For $2\times 2$ real square matrices $Y$, the following is true:
If $q$ is a real number large enough that $q I-Y-Y^T$ is positive definite, then $(Y^T-Y)(q I-Y-Y^T)^{-1}(Y-Y^T)$ is also positive (semi-)definite.
To show this, the eigenvalues of $q I-Y-Y^T$ are $$\lambda_1=q-\sqrt{(y_{11}-y_{22})^2+(y_{12}+y_{21})^2}-y_{11}-y_{22}\\ \lambda_2=q+\sqrt{(y_{11}-y_{22})^2+(y_{12}+y_{21})^2}-y_{11}-y_{22}$$ By assumption, both are positive. The eigenvalues of $(Y^T-Y)(q I-Y-Y^T)^{-1}(Y-Y^T)$ are $$\frac{(y_{12}-y_{21})^2}{\lambda_2},\frac{(y_{12}-y_{21})^2}{\lambda_1}$$ and indeed, both are positive.
Question
I seek to generalize this result to $n\times n$ matrices. Any hints?
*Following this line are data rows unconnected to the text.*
PR #340, opened 2025-09-24
feat(cli): add `--yes` option to auto-accept all prompts when generating runbooks

MicaiahReid:


lgalabru (approved):
Looking good thanks @MicaiahReid !

PR #343, opened 2025-09-25
refactor: use more granular solana crates

sonicfromnewyoke:
### Problem

`surfpool` uses bloated `solana-sdk` and `solana-program` crates

### Solution

replace them with more granular crates

cc @MicaiahReid


lgalabru (approved):
Looking sharp, thanks @sonicfromnewyoke !

sonicfromnewyoke:
> This is awesome, thanks @sonicfromnewyoke!! Excited to see the difference in bin size once this is built

to actually win in compile time and binary size we have to apply the next 2 improvens:
- use workspace dependencies in the members
- disable default feature by default and include only needed, e.g. `solana-pubkey = { version = "2.3.0", default-features = false  }` in the root and `solana-pubkey = { workspace = true, features = ["serde"] }` in the crate that needs `serde` feature of pubkey
-some minor tweaks

all those things i'll implement shortly (EOW)

PR #349, opened 2025-10-01
fix(core): fetch mint for token accounts on `get_multiple_accounts` endpoint

MicaiahReid:


crates/core/src/surfnet/remote.rs
```diff
@@ -157,14 +157,27 @@ impl SurfnetRemoteClient {
...
-                    accounts_result.push(GetAccountResult::FoundAccount(
-                        *pubkey,
-                        remote_account,
-                        // Mark this account as needing to be updated in the SVM, since we fetched it
-                        true,
-                    ));
-                } else {
+                if is_supported_token_program(&remote_account.owner) {
+                    if let Some(token_account) = TokenAccount::unpack(&remote_account.data).ok() {
+                        let mint = self
```
sonicfromnewyoke, line 163:
```suggestion
                       // TODO: move the query out of the loop to prevent rate-limiting by `api.mainnet-beta.solana.com`
                        let mint = self
```

PR #351, opened 2025-10-03
feat(cli/core): add log bytes limit cli argument

valentinmadrid:
adds log byte limit with 10_000 bytes default limit


lgalabru (approved):
Thanks @valentinmadrid !

PR #354, opened 2025-10-05
fix(core): use config in `getLatestBlockhash` rpc method

MicaiahReid:


lgalabru:
It looks like we have a regression?

Screenshot 2025-10-07 at 10 34 57

PR #355, opened 2025-10-07
add setMultipleAccounts cheatcode

mubarizkyc:


sonicfromnewyoke (commented):
i'm not sure about the api

```rust
 fn set_multiple_accounts(
        &self,
        meta: Self::Metadata,
        pubkeys_str: Vec<String>,
        updates: Vec<AccountUpdate>,
    ) -> BoxFuture<Result<RpcResponse<()>>> 
  ```
  
 this means the order of keys and account updates should be manually mapped and ensured before the call, otherwise it leads to bugs.
 
 i'd prefer something like `HashMap<String, AccountUpdate>` that minimize cognetive load and surface for bugs.

lgalabru:
Thank you for this contribution @mubarizkyc 🙏
Could you update the description of this PR, unpacking how you'd like to use this cheat code? 
Do you think you could add some test coverage?

PR #177, opened 2019-08-22
Improve diff performances with an early return for empty cases

TheoBdev:
By avoiding to run the diff algorithm in full in case of old and/or new sections empty, we gained a few milliseconds in the ChangeSet `calculateChanges` function.

The performances tests have also been moved to a separate file.


FunctionalTableDataTests/FunctionalDataTests.swift
```diff
@@ -90,27 +90,6 @@ class FunctionalDataTests: XCTestCase {
 		let cell = tableData.tableView?.visibleCells.first
 		XCTAssertEqual(cell?.accessibilityIdentifier, "sectionKey.cellKey")
 	}
-	
-	func testPerformance() {
```
TheoBdev: This became `testPerformanceByKeepingRows`

PR #179, opened 2019-09-12
Add duplicated keys to failing log

YasMarcu:
This makes life easier to debug.

### DIFF
--- a/FunctionalTableData/Extensions/Array+TableSection.swift
+++ b/FunctionalTableData/Extensions/Array+TableSection.swift
@@ -11,7 +11,7 @@ extension Array where Element: TableSectionType {
 		let sectionKeys = map { $0.key }
 		if Set(sectionKeys).count != count {
 			let dupKeys = duplicateKeys()
-			let reason = "\(senderName) : Duplicate Section keys"
+			let reason = "\(senderName) : Duplicate Section keys \(dupKeys)"
 			let userInfo: [String: Any] = ["Duplicates": dupKeys]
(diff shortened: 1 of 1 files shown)


raulriera:
The keys are in the `userInfo`, any reason why it doesn't work for you there?

YasMarcu:
@raulriera So the `userInfo` is not printed in the console, only the `reason` is. userInfo is used as a dict data source for the receiver.

As you can see here, only the reason was printed and not the userInfo:
```
2019-09-13 11:40:33.969657-0400 POSNext[6234:2156601] *** Terminating app due to uncaught exception 'NSInternalInconsistencyException', reason: 'DeviceDetailsController : Duplicate Section keys'
```

g-Off:
This leads to undesirable behaviour in crash reporting as no two crashes are considered the same anymore because the crash reason will vary. We used to have it like this but this resulted in our crash reporter having hundreds of unique reports instead of a single one with varying data.

Is it during debugging that you're trying to output more information to the console about the exception reason?

YasMarcu:
@g-Off I'm trying to output more info for both `Debug` and `Release` mode. 
1) `Debug`: Of course for debug mode, there's always the alternative, which is printing the dupKeys in console in case of a crash. Extra effort but no biggy.
2) `Release`: regarding release mode and your crash report concern, why don't we use the NSException name property as the uniquely defined exception. Also my concern is in the crash report, isn't useful to see both the senderName and duplicated key? 
```
let reason = "\(senderName) : Duplicate Section keys \(dupKeys)"
```

I'm just trying to understand 😅

YasMarcu:
@krbarnes I see! That's annoying. Thanks for the explanation. I'll close the PR.

PR #180, opened 2019-09-15
Support for SPM

raulriera:
# Description

Adds support for Swift Package Manager. Also fixed some compile errors Xcode 11 will find in this project (when trying to compile it on its own)

~~Marking this as WIP until I solve the lack of Objective-C bridging header~~ Solved with a dependency that was doing pretty much the same thing as us.

I plan to make a new repo for the example using this package

~~CI support is not quite yet in GitHub maybe? https://github.com/Shopify/FunctionalTableData/pull/180/checks?check_run_id=245792419#step:3:4~~


Package.swift
```diff
@@ -0,0 +1,33 @@
...
+            dependencies: [
+				"CwlCatchException"
+		]),
+        .testTarget(
+            name: "FunctionalTableDataTests",
+            dependencies: [
+				"FunctionalTableData"
+			]),
+    ]
+)
```
raulriera: Indentation 👨‍🍳💋

Sources/FunctionalTableData/CellActions.swift
```diff
@@ -72,7 +72,7 @@ public struct CellActions {
 				return rowAction
 			}
 			
-			@available(iOSApplicationExtension 11.0, *)
```
dannbeaus: Wonder why it was this way.

raulriera: Unsure as well, maybe a blanket replace to match our other frameworks. But Xcode 11 wasn’t having ANY of that now 😂

Package.resolved
```diff
@@ -0,0 +1,16 @@
+{
+  "object": {
+    "pins": [
+      {
+        "package": "CwlCatchException",
+        "repositoryURL": "https://github.com/mattgallagher/CwlCatchException.git",
+        "state": {
+          "branch": null,
+          "revision": "f809deb30dc5c9d9b78c872e553261a61177721a",
+          "version": "2.0.0-beta.1"
```
krbarnes: Any reason we're targeting a beta instead of stable version?

raulriera: Version 2 is what adds support for SPM, there is no stable version of 2 yet

Sources/FunctionalTableData/CellStyle.swift
```diff
@@ -138,7 +138,7 @@ public struct CellStyle {
 		
 		cell.tintColor = tintColor
 		
-		if #available(iOSApplicationExtension 11.0, *) {
+		if #available(iOS 11.0, *) {
```
Caiopia: How come we need this?

dannbeau:
> I plan to make a new repo for the example using this package

was this ever done? if so, what is this repo?

raulriera:
> was this ever done? if so, what is this repo?

No, it wasn't. I'll make one

dannbeau:
Let me know if we can help with it.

The result holds in general. We note that for any positive definite $A$ and any compatible matrix $M$, the matrix $M^TAM$ is positive semidefinite. It will be positive definite if and only if $M$ has linearly independent columns (even if $M$ is not square).
For your result, it suffices to take $A = qI - Y - Y^T$ and $M = Y - Y^T$.